In the real world, the globalization information is constantly changing because of cultural developments in the local markets, because of new standards which update the culture sensitive information frequently, or because Microsoft finds more accurate information about different markets or expands into more markets. Microsoft .NET Framework 4 supports a minimum of 354 cultures compared to a minimum of 203 cultures in the previous release. Many of those cultures are neutrals that were added to complete the parent chain to the root neutral culture.

This "insertion of neutrals" is the "justification" for the change here, though as justifications go I have a few qualms here.

But then I have other qualms with this white paper, as I discussed previously in my evisceration of the breaking change in the KeyboardLayoutId in Reporting one casualty in the operation; luckily it was the stupidest member of the unit. :-)

Anyway, let me explain my new qualms, and I will let my Norwegian friend Kim (of See Kim. See Kim run. See Kim run setup and find a bug! fame) tell me if I am right or wrong. His review is a great help to me, since more and more often I see Kim my as my own personal ambassador to Norway. This is in no small part due to the fact that plans for the SIAO embassy to Norway in Stjørdalshalsen (a town in Nord-Trøndelag county) have been put on hiatus while I try to figure out how to pronounce Stjørdalshalsen, and to put some distance between me and the original plans to locate the embassy in the nearby village of Hell, a less than brilliant marketing plan to deal with people who would from time to time tell me to Go To Hell, Michael! The whole affair can be attributed to the the influence and impact of attractive Norwegian women who befriend me and say things that sound clever while we are both drinking. Thankfully I was not told to Go To Hell in that context....

Anyway, that was quite a digression! Back to the topic....

If you look at the white paper, it gives a great example of the very good reason for the additional neutrals that were added, namely the cross-script child to parent relationships:

For example, three Inuktitut neutrals were added to the already existing cultures Inuktitut (Syllabics, Canada) and Inuktitut (Latin, Canada) as shown in the following table.

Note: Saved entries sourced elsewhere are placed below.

PR #2332, opened 2023-02-15
(MODULES-11371) Update core module references

mhashizume:
This commit updates the references for all core module Vanagon components, enabling compatibilty with Puppet 8 and other minor changes.

### DIFF
--- a/configs/components/module-puppetlabs-augeas_core.json
+++ b/configs/components/module-puppetlabs-augeas_core.json
@@ -1,1 +1,1 @@
-{"url":"git@github.com:puppetlabs/puppetlabs-augeas_core.git","ref":"refs/tags/1.1.2"}
+{"url":"git@github.com:puppetlabs/puppetlabs-augeas_core.git","ref":"refs/tags/v1.3.0"}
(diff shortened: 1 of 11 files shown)


mhashizume:
> Wondering if we should also bump `puppetlabs-scheduled_task`? We're currently vendoring `1.0.0` which is from 2018. I think we'll want [v2.3.1](https://github.com/puppetlabs/puppetlabs-scheduled_task/blob/a6b3ee6626c9caee96d0ca9791026fabfd977231/metadata.json#L33) in puppet-agent#7.x or maybe [v3.1.1](https://github.com/puppetlabs/puppetlabs-scheduled_task/blob/v3.1.1/metadata.json). Maybe file a CONT ticket?

Good catch on that, thanks Josh. I've added another commit just for `scheduled_task`.

What did you want to submit a ticket for in CONT? To bump the `metadata.json` to allow for puppet8 and assure compatibility?

joshcooper:
Ah I'm just not sure if there are breaking changes in 3.1.1 that we don't want in puppet-agent#7.x?

joshcooper (approved):

mhashizume:
The CAT team say the only breaking changes they're aware of is end-of-life OSes and Puppet versions: https://perforce.slack.com/archives/C049PL6AUCU/p1676498307080819?thread_ts=1676496650.822039&cid=C049PL6AUCU

Sounds like we're good to go, going to go ahead and merge this.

Culture Display Name Culture Name LCID
Inuktitut iu 0x005d
Inuktitut (Syllabics) iu-Cans 0x785D
Inuktitut (Syllabics, Canada) iu-Cans-CA 0x045D
Inuktitut (Latin) iu-Latn 0x7C5D
Inuktitut (Latin, Canada) iu-Latn-CA 0x085D

Table – Example of many new neutrals

Now in resource fallback (the main scenario of the chain) the older chain was really something of a liability since it was crossing the script boundary a little too freely, in this case and many others.

But in the case of Bokmål vs. Nynorsk, we aren't talking about script differences country differences or language differences. We are talking about two theoretical extremes of a dialect-based difference that spans the country of Norway and only Norway, and in actuality the old fallback behavior isn't really bad in any linguistic or market-based sense -- a neutral Nynorsk doesn't really seem to serve much of a real purpose....

In fact, it really looks like a bit of technical over-reaching (an overarching change being over-applied).

Clearly intentional, and therefore by design, I guess.

Though given how traumatic it is to find out that whoever your thought your parent was turns out to not be, perhaps these edge cases should not have been shifted so quickly.

Perhaps not such a good application of the design?


Doug Ewell on 27 May 2011 8:24 AM:

Geez, if I'd known Hell looked like that, I wouldn't have been so worried about last Saturday.

Michael S. Kaplan on 27 May 2011 9:06 AM:

You were worried about it? :-)

Van on 7 Jun 2011 3:07 PM:

@Doug. Unfortunately, this is Hell in the summertime. It gets a lot worse in winter.